══ WORKING DATA ══

PR #6143, opened 2026-08-09
Fix ProcessPool listener ownership and partial-start cleanup

binaryfire:
## Summary

ProcessPool publishes listener state before socket creation succeeds. A failed task-worker stream listen can therefore leak the copied address, leave stale state behind, and prevent a clean retry. A second successful listen can also overwrite the active listener.

Build listener state locally and publish it only after socket creation succeeds. Share that setup between the Unix and TCP overloads, and reject attempts to replace an active listener.

Signal-driven log reopening can run before initial worker spawning completes. Skip zero-valued pid slots in `kill_all_workers()` so `kill(0, ...)` cannot target the master process group.

## Testing

- focused ProcessPool core tests

### DIFF
--- a/src/os/process_pool.cc
+++ b/src/os/process_pool.cc
@@ -172,15 +172,18 @@ int ProcessPool::listen(const char *socket_file, int backlog) const {
         swoole_error_log(SW_LOG_WARNING, SW_ERROR_OPERATION_NOT_SUPPORT, "not support, ipc_mode must be SW_IPC_SOCKET");
         return SW_ERR;
     }
-    stream_info_->socket_file = sw_strdup(socket_file);
-    if (stream_info_->socket_file == nullptr) {
+    char *_socket_file = sw_strdup(socket_file);
+    if (_socket_file == nullptr) {
         return SW_ERR;
     }
+    auto _socket = make_server_socket(SW_SOCK_UNIX_STREAM, socket_file, 0, backlog);
+    if (!_socket) {
+        sw_free(_socket_file);
+        return SW_ERR;
+    }
+    stream_info_->socket_file = _socket_file;
     stream_info_->socket_port = 0;
-    stream_info_->socket = make_server_socket(SW_SOCK_UNIX_STREAM, stream_info_->socket_file, 0, backlog);
-    if (!stream_info_->socket) {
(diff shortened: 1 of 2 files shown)


src/os/process_pool.cc
```diff
@@ -172,15 +172,18 @@ int ProcessPool::listen(const char *socket_file, int backlog) const {
...
-    stream_info_->socket = make_server_socket(SW_SOCK_UNIX_STREAM, stream_info_->socket_file, 0, backlog);
-    if (!stream_info_->socket) {
+    auto _socket = make_server_socket(SW_SOCK_UNIX_STREAM, socket_file, 0, backlog);
+    if (!_socket) {
+        sw_free(_socket_file);
         return SW_ERR;
     }
+    stream_info_->socket_file = _socket_file;
+    stream_info_->socket_port = 0;
+    stream_info_->socket = _socket;
```
NathanFreeman: These two parts of the code are very similar and can be combined into a single function to reduce code duplication.

src/os/process_pool.cc
```diff
@@ -1007,6 +1016,9 @@ int ProcessPool::wait() {
     // concurrent kill
     for (i = 0; i < worker_num; i++) {
         worker = &workers[i];
+        if (worker->pid <= 0) {
+            continue;
+        }
```
NathanFreeman: https://github.com/swoole/swoole-src/blob/7430398d324427a932412814afbf746968a086bb/src/core/base.cc#L342-L351  

With this fix in place, there are no longer any cases where a pid is less than zero.

src/os/process_pool.cc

═══

Tally how many lines of the data include the word "state". Write the number and nothing else.

2